No que el muchacho hubiera llegado a una maestría de las palabras que fuera genuinamente suya. Pero pensaba que la universalidad de muchas de las palabras que encontraba en el diccionario las hacía variadas en su significado y con distinto contenido y, por lo tanto, disponibles para su uso personal, para un empleo individual y único. No se le ocurría que solo la experiencia podía darle a las palabras color y plenitud creativa.
El primer encuentro entre nuestro mundo interior y el lenguaje enfrenta algo totalmente individual con algo universal. Es también la ocasión para que un individuo, refinado por lo universal, por fin se reconozca. El quinceañero estaba más que familiarizado con esta indescriptible experiencia interior.

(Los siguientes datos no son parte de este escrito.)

Issue #3215, opened 2025-12-05
Center and Equipment disappear from Study Card update menu


LaurentPV:
After creating a study card with a specific center equipment linked to it as shown below : 

<img width="557" height="237" alt="Image" src="https://github.com/user-attachments/assets/8951b1a8-47fe-49e0-84d3-84ca085db208" />

When trying to update this study card the equipment is no longer selected and no equipment is shown in the menu : 

<img width="570" height="327" alt="Image" src="https://github.com/user-attachments/assets/e935c5f3-3461-45e6-9c77-822b0d0ea7fe" />

PR #3222, opened 2025-12-08
fix center in study card

julien-louis:
fix https://github.com/fli-iam/shanoir-ng/issues/3215


LaurentPV (approved):
Tested, works as it should !

PR #3227, opened 2025-12-09
[HOTFIX]: Download NIfTI conversion

fragkiadamis:
Fix NIfTI compression bug on dataset download process.


DuckflipXYZ (approved):
Sounds good to me, tested on qualif, correctly compressed at nifti converison

Issue #3255, opened 2026-01-08
Info bubble on password policies: update password page


michaelkain:
Hi @DuckflipXYZ,
I hope you are doing fine.
I am transferring you a demand of Céline.
Could you please move the Info bubble today on login page, to update password page: login-update-password.ftl?
The info bubble contains the policies and is more helpful on the actual page, where you change your password.
It would be great to integrate this into the release next week.
Thank you and with kind regards, Michael

PR #3260, opened 2026-01-09
#3255 : polices info bubble moved to password update page instead of login page

DuckflipXYZ:


DuckflipXYZ:
HI @michaelkain, yes, it has been tested succesfully (it's still deployed on ofsep qualif if you wanna take a look)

Porque la desarmonía que sentía al encontrar una nueva palabra también le hacía sentir una emoción desconocida. Lo ayudaba a mantener una calma exterior incompatible con su juventud. Cuando una cierta emoción se apoderaba de él, la desarmonía que despertaba lo llevaba a recordar los elementos de la desarmonía que había sentido antes de la palabra. Recordaba entonces la palabra y la usaba para nombrar la emoción que tenía ante sí. El muchacho se hizo práctico en disponer así de las emociones. Fue así como conoció todas las cosas: la "humillación", la "agonía", la "desesperanza", la execración", la "alegría del amor", la "pena del desamor".
Le hubiera sido fácil recurrir a la imaginación. Pero el muchacho dudaba en hacerlo. La imaginación necesita una clase de identificación en la que el ser se duele con el dolor de los demás. El muchacho, en su frialdad, no sentía nunca el dolor de los demás. Sin sentir el menor dolor se susurraba: "Eso es dolor, es algo que conozco".
Era una soleada tarde de mayo. Las clases se habían acabado. El muchacho caminaba hacia la sede del Club Literario para ver si había alguien allí con quien pudiera hablar camino a casa. Se encontró con R, quien le dijo: "Estaba esperando que nos encontráramos. Charlemos".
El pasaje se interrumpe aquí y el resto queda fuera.